Required work
Could you transcribe all of the data word for word?

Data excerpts
--*--

PR #5805, opened 2016-04-15
index.html and test blueprint tune-up suggestions

sheriffderek:
1. Set doctype to lowercase
  -doctype is case-insensitive / I see no reason to capitolize it
  -https://www.w3.org/TR/html5/syntax.html#the-doctype

2. Remove X-UA-Compatible" content="IE=edge" tag
  -The use cases for this are very very few
  -This meta-tag should be added by the user if needed - instead of a default
  -http://stackoverflow.com/questions/26346917/why-use-x-ua-compatible-ie-edge-anymore

3. Set to single quotes
  -I see no reason not to keep every bluprint as lean as possible
  -This is generally the only page in my app that has double quotes

I end up doing this for every project. Just throwing it out there. : )

### DIFF
--- a/blueprints/app/files/app/index.html
+++ b/blueprints/app/files/app/index.html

--*--

Solution for this problem
PR #5805, opened 2016-04-15
index.html and test blueprint tune-up suggestions

sheriffderek:
1. Set doctype to lowercase
  -doctype is case-insensitive / I see no reason to capitolize it
  -https://www.w3.org/TR/html5/syntax.html#the-doctype

2. Remove X-UA-Compatible" content="IE=edge" tag
  -The use cases for this are very very few
  -This meta-tag should be added by the user if needed - instead of a default
  -http://stackoverflow.com/questions/26346917/why-use-x-ua-compatible-ie-edge-anymore

3. Set to single quotes
  -I see no reason not to keep every bluprint as lean as possible
  -This is generally the only page in my app that has double quotes

I end up doing this for every project. Just throwing it out there. : )

### DIFF
--- a/blueprints/app/files/app/index.html
+++ b/blueprints/app/files/app/index.html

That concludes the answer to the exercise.